Женщины приносили еду. Мужчины ели с усталым видом солдат бородинского поля. Им хотелось сражений. С одной стороны, я ощущал, что в стране происходят какие-то тектонические сдвиги, и в то же время казалось, что всё это – и путч, и противостояние ему – как бы понарошку, картинно. Внутренне я не был ни на той, ни на другой стороне, скорее, ощущал себя наблюдателем. Даже не журналистом, поскольку никогда ничего о тех событиях так и не написал (и тогда не собирался писать), а просто фиксировал происходящее для самого себя.

Конечно, совсем равнодушным там оставаться не мог никто: всё время большое скопление народу, много молодёжи, много пьяных, потом гибель этих несчастных мальчишек. Когда я попал на место гибели первого, его уже увезли в морг, но кровь на асфальте оставалась. Я хорошо помню первые трупы Афганистана в декабре 1979-го. Кровь либо парализует волю, либо очень возбуждает. Здесь, в августе 91-го, кровь возбуждала толпу. Это всеобщее возбуждение захватывало, кружило голову и мутило, но мне не хотелось принимать участия в том, что происходило.

Потом ещё целый год я находился в состоянии оцепенения и пристального наблюдения: ходил в Петербурге на все митинги, фотографировал, ночами проявлял плёнки, печатал снимки, рассматривал лица на них в свете красного фонаря и пытался понять, что происходит с ними и со мной. Но участвовать в добивании поверженного гиганта не хотелось. Охотничий азарт вызывал чувство брезгливости. До сих пор с содроганием и омерзением вспоминаю надпись на одном из домов на Садовом кольце – "забил я туго тушку Пуго".

Я не любил советскую власть, многие мои близкие пострадали от неё. Мама в тюрьме отсидела, меня и жену из института выгнали, и я до перестройки даже не надеялся, что когда-то смогу легально заняться интересным интеллектуальным делом (казалось, что власть эта на века). Но 21 августа 1991 года я не испытывал ни эйфории от победы, ни чувства мести, ни желания "брать власть". Чувствовал только невероятную внутреннюю усталость.

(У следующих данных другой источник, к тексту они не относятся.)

PR #7, opened 2024-02-29
Add SHA3 signature mechanisms for RSA and ECC

Jakuje:
should be straight-forward. But might be open to some simplification by adding this in a loop ... WDYT?


simo5:
good enough, in my rsa pss/oaep PR I have an example of how to loop, but let's get this merged now, and then we'll add the looping when we move the regisration following the RSA example, after we are happy with it.

simo5 (approved):
LGTM

PR #8, opened 2024-02-29
ci: Attempt to cache build to speed up CI

Jakuje:


Jakuje:
This sounds like does the job now:
 * The caches are created in https://github.com/latchset/kryoptic/actions/caches (~500MB for OpenSSL and ~100MB for Rust dependencies)
 * The build time gets to ~1 minute from ~6 minutes previously

The ugly thing is that we need to write the openssl cache only from the fips build (which is usable also in the non-fips one).

simo5 (approved):
A W E S O M E

PR #12, opened 2024-03-01
Share the PrivateKeyInfo structure among RSA and ECC implementation

### LINKED ISSUE #10: Use generic PrivateKeyInfo
Currently, there is separate copy of PrivateKeyInfo in RSA and ECC code, handling the wrapping and unwrapping of private keys.

Simo suggested that this would be something that could be used with `#defined_by(OID)` of rust-asn1 library to provide generic structure. The WIP branch implementing this is available here (but still has some memory ownership issues to resolve):

https://github.com/Jakuje/kryoptic/commits/defined-by/

              sounds like this is a place where to use:
#[defined_by(private_key_algorithm)]

See: https://docs.rs/asn1/latest/asn1/#defined-by

_Originally posted by @simo5 in https://github.com/latchset/kryoptic/pull/5#discussion_r1507927653_

Jakuje:
~Using the `defined-by` magic.~

Using opaque OCTET STRING

Fixes #10.

### DIFF
--- a/src/kasn1.rs
+++ b/src/kasn1.rs
@@ -123,3 +123,44 @@ impl<'a> asn1::SimpleAsn1Writable for DerEncOctetString<'a> {
         dest.push_slice(self.as_bytes())
     }
 }
+
+type Version = u64;
+
+#[derive(asn1::Asn1Read, asn1::Asn1Write)]
+struct Attribute<'a> {
+    attribute_type: asn1::ObjectIdentifier,
+    attribute_value: asn1::SetOf<'a, asn1::Tlv<'a>>, // ANY
+}
+
+type Attributes<'a> = asn1::SetOf<'a, Attribute<'a>>;
+
+#[derive(asn1::Asn1Read, asn1::Asn1Write)]
+pub struct PrivateKeyInfo<'a> {
+    version: Version,
+    private_key_algorithm: asn1::ObjectIdentifier,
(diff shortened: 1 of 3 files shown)


Jakuje:
Rewritten to use opaque OCTET STRING in the shared code as the DEFINED by would need us to share all algorithm structures. Should be ready.

src/kasn1.rs
```diff
@@ -123,3 +123,44 @@ impl<'a> asn1::SimpleAsn1Writable for DerEncOctetString<'a> {
...
+    version: Version,
+    private_key_algorithm: asn1::ObjectIdentifier,
+    private_key: DerEncOctetString<'a>,
+    #[explicit(1)]
+    attributes: Option<Attributes<'a>>,
+}
+
+impl PrivateKeyInfo<'_> {
+    pub fn new<'a>(
+        private_key_asn1: &'a Vec<u8>,
```
simo5, line 148: Why not pass directly a slice here?

simo5 (approved):
Just one nit but otherwise this looks good and simple enough!

src/kasn1.rs
Jakuje: I think I got confused with the lifetimes. Changed to use the `&[u8]`. Its indeed simpler.

simo5 (approved):
LGTM

PR #18, opened 2024-03-14
Various fixes for RSA PSS and ECC

Jakuje:
This covers various corner cases of RSA PSS mechanisms and ECC keys found during running the p11test against the kryoptic (CI integration in progress).

### DIFF
--- a/src/kasn1.rs
+++ b/src/kasn1.rs
@@ -29,6 +29,18 @@ impl<'a> DerEncBigUint<'a> {
             de = DerEncBigUint {
                 data: Cow::Owned(v),
             };
+        } else {
+            // Skip possible leading zeroes that do not affect sign of the resulting integer
+            let mut skip = 0;
+            while de.data[skip] == 0
+                && skip + 1 < de.data.len()
+                && de.data[skip + 1] & 0x80 == 0
+            {
+                skip += 1;
+            }
+            de = DerEncBigUint {
+                data: Cow::from(&data[skip..]),
+            };
         }
         /* check it works */
         match asn1::BigUint::new(&de.data) {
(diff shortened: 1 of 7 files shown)


src/kasn1.rs
```diff
@@ -37,6 +37,18 @@ impl<'a> DerEncBigUint<'a> {
         }
     }
 
+    /// Skip possible leading zeroes that do not affect sign of the resulting integer
+    pub fn new_unpad(data: &'a [u8]) -> KResult<Self> {
```
simo5, line 41: I do not think we should have a different new method.
It should be all done within new() because this is always relevant to create proper Strict DER encoding.

src/ossl/rsa.rs
```diff
@@ -1014,6 +1022,10 @@ impl Sign for RsaPKCSOperation {
                 if data.len() > self.max_input {
                     return err_rv!(CKR_DATA_LEN_RANGE);
                 }
+                if self.mech == CKM_RSA_PKCS_PSS && data.len() < self.max_input
```
simo5, line 1025: should we just have something like:
```
if match self.mech {
    CKM_RSA_PKCS => data.len() > self.max_input,
    CKM_RSA_PKCS_PSS => data.len() != self.max_input,
    _ => return err_rv!(CKR_GENERAL_ERROR),
    } { 
    return err_rv!(CKR_DATA_LEN_RANGE);
}
```

simo5 (commented):
Mostly looks good to me, just some minor nits

src/kasn1.rs
Jakuje: Sure. I will move it to normal new. I was thinking if it could break something, but it is unlikely.

src/ossl/rsa.rs
Jakuje: Sounds nicer. Let me change it.

simo5 (approved):
LGTM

Я не был аполитичен и даже ходил на выборы, но ту политическую жизнь делали чужие мне люди. Из моего круга в депутаты тогда пошли единицы. Я всегда разделял понятия "режим" и "Родина". Чувство освобождения появилось у меня раньше, году в 1988-м, после 1000-летия Крещения Руси. А после августа 1991 было ощущение, что терзают мою Родину. По ней – больной, обворованной, опозоренной – ходил многоголовый Ардальон Передонов. И сейчас, спустя двадцать лет, я чувствую, что живу в эпоху передоновых, в эпоху антигероев.

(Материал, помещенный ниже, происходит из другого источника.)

PR #19, opened 2024-03-22
Add macro to deal with unsafe ptr to Vec

simo5:
Avoid lots of open coded convrsions and use a safer method to clone a pointer into an onwed vector.

Also remove from_raw_parts() call whre possible, replacing with safer and/or better alternatives.

### DIFF
--- a/src/ossl/aes.rs
+++ b/src/ossl/aes.rs
@@ -7,6 +7,8 @@ use {super::fips, fips::*};
 #[cfg(not(feature = "fips"))]
 use {super::ossl, ossl::*};
 
+use super::bytes_to_vec;
+
 use std::ffi::{c_char, c_int, c_void};
 use zeroize::Zeroize;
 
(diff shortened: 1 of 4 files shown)


src/ossl/aes.rs
```diff
@@ -224,26 +217,18 @@ impl AesOperation {
...
-                                (*gcm_params).pAAD,
-                                (*gcm_params).ulAADLen as usize,
-                            )
-                            .to_vec()
-                        } else {
-                            Vec::new()
-                        }
+                    aad: if unsafe { (*gcm_params).ulAADLen } > 0 {
+                        bytes_to_vec!(unsafe { (*gcm_params).pAAD }, unsafe {
+                            (*gcm_params).ulAADLen
```
Jakuje, line 228: just a nit: Using temporary variable  for aadlen, similarly as done in the other cases, would make this block slightly more readable.

Jakuje (approved):
solves the issue of crashes when freeing the AesParams in  p11test.

src/ossl/aes.rs
simo5: Good point, fixed and updated

PR #21, opened 2024-03-25
Fix AES `C_Encrypt` with NULL result to query result size

Jakuje:
The `aes` module did not implement the `encryption_len()` which caused every operation with NULL result querying for the result size to fail.

There are some attempts to implement this inside of the encrypt() function, which became pointless and could be deleted (all within `if cipher.is_null` block:

https://github.com/latchset/kryoptic/blob/1c13e98edc766584281ac3dff7664b40a0afda35/src/ossl/aes.rs#L841-L851

But these are now used by wrapping, which does not have this handling separately and which I properly did not review yet so feel free to wait before merging this to figure out wrapping.

### DIFF
--- a/src/lib.rs
+++ b/src/lib.rs
@@ -855,7 +855,7 @@ extern "C" fn fn_encrypt(
         return CKR_OPERATION_NOT_INITIALIZED;
     }
     if encrypted_data.is_null() {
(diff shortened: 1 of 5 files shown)


simo5 (approved):
LGTM

PR #27, opened 2024-03-27
Use stricter data conversion to store data in sql

### LINKED ISSUE #20: Make sqlite storage file format platform neutral
CK_ULONG type attributes are stored as byte sequences, this makes them incompatible with reading the db on platform with different endianess or unsigned long size.

For maximum compatibility we should turn CK_ULONG values to a specific endian u32 value, before storage. (the PKCS#11 doesn't say it very explicitly but CK_ULONG values are supposed to be u32 compatible).

NULL values should also be supported, currently the code fails to read and convert a NULL value to something sensible, but some attributes may need to store a 0 length vector, to indicate the attribute is present, just intentionally empty.

simo5:
This allows us to be:
a) more portable files
b) stricter in validating data
c) support Null values which are needed in some rare case to indicate the attribute is present but empty (ulValueLen = 0).

Fixes #20

### DIFF
--- a/src/storage/sqlite.rs
+++ b/src/storage/sqlite.rs
@@ -1,10 +1,11 @@
 // Copyright 2024 Simo Sorce
 // See LICENSE.txt file for terms
 
-use rusqlite::{params, Connection, Rows, ToSql, Transaction};
+use rusqlite::{params, types::Value, Connection, Rows, Transaction};
 use std::collections::HashMap;
 use std::sync::{Arc, Mutex};
 
+use super::super::attribute;
 use super::super::error;
 use super::super::interface;
 use super::super::object;
@@ -12,6 +13,7 @@ use super::super::{err_not_found, err_rv};
 
 use super::Storage;
 
+use attribute::AttrType;
 use error::{KError, KResult};
 use interface::*;
 use object::Object;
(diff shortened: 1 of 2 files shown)


src/storage/sqlite.rs
```diff
@@ -91,24 +93,59 @@ impl SqliteStorage {
...
+                            attribute::string_to_ck_date(s)?,
+                        ),
+                        None => return err_rv!(CKR_ATTRIBUTE_VALUE_INVALID),
+                    },
+                    AttrType::DenyType => {
+                        return err_rv!(CKR_ATTRIBUTE_TYPE_INVALID)
+                    }
+                    AttrType::IgnoreType => {
+                        return err_rv!(CKR_ATTRIBUTE_TYPE_INVALID)
+                    }
```
Jakuje, line 147: These two branches have the same content so it might be cleaner to merge them (not sure about the exact syntax now)
```suggestion
                    AttrType::DenyType,
                    AttrType::IgnoreType => {
                        return err_rv!(CKR_ATTRIBUTE_TYPE_INVALID)
                    }
```
Or catch them as `_`

src/storage/sqlite.rs
```diff
@@ -149,31 +181,37 @@ impl SqliteStorage {
...
+                    AttrType::BytesType => Value::from(a.to_buf()?),
+                    AttrType::DateType => {
+                        Value::from(a.to_attribute()?.to_date_string()?)
+                    }
+                    AttrType::DenyType => {
+                        return err_rv!(CKR_ATTRIBUTE_TYPE_INVALID)
+                    }
+                    AttrType::IgnoreType => {
+                        return err_rv!(CKR_ATTRIBUTE_TYPE_INVALID)
+                    }
```
Jakuje, line 199: same here

src/storage/sqlite.rs
```diff
@@ -197,8 +235,20 @@ impl SqliteStorage {
...
+            let col_id = Value::from(objid as i32);
+            let col_attr = Value::from(a.get_type() as u32);
+            let col_val = match a.get_attrtype() {
+                AttrType::BoolType => Value::from(a.to_bool()?),
+                AttrType::NumType => Value::from(a.to_ulong()? as u32),
+                AttrType::StringType => Value::from(a.to_string()?),
+                AttrType::BytesType => Value::from(a.to_bytes()?.clone()),
+                AttrType::DateType => Value::from(a.to_date_string()?),
+                AttrType::DenyType => continue,
+                AttrType::IgnoreType => continue,
```
Jakuje, line 247: and here

Jakuje (approved):
minor comments, but looks good enough.

src/storage/sqlite.rs
simo5: Fixed all of them

Jakuje (approved):
lgtm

Конечно, я был очень рад, что всего через несколько дней мой город опять стал Санкт-Петербургом. А ведь всего за полтора месяца до этого, в июле 1991 года, я подошел к председателю Ленсовета Собчаку и спросил: "Анатолий Александрович, когда Ленинграду вернут его название?". Он посмотрел мне прямо в глаза и жёстко отрубил: "Ни-ко-гда!". В Ленсовете он сидел под красным знаменем и бюстом Ленина, а когда кто-то из бесшабашных мальчишек пробирался на балкон Мариинского дворца и растягивал там российский триколор, его били, вязали и уносили. Ещё в июле 1991 года. Поэтому когда говорят, что именно Собчак вернул Петербургу историческое имя, это неправда. Не он вернул, а при нём вернули. До августовских событий 1991 года он был категорически против этого.

Разочарования в тех событиях у меня нет по той простой причине, что я в них не участвовал. О развале страны жалею, но в этом сами коммунисты виноваты. Слишком "далеки были они от народа", чтобы её сохранить. Поэтому после августа 1991 года всё произошло с катастрофической быстротой. 70 лет коммунисты вытирали ноги об народ и его веру, в результате желание спасать или помогать у людей притупилось. Только единицы тогда понимали, что речь идёт об уничтожении не "империи зла", а России. Но разговоры типа "если бы я знал, чем кончится, защищал бы советскую власть", бессмысленны. Не хотел тогда народ защищать советскую власть. Не хотел. В августе 1991 года на наших глазах советская безбожная власть рушилась, тянув в пропасть за собой всю Россию.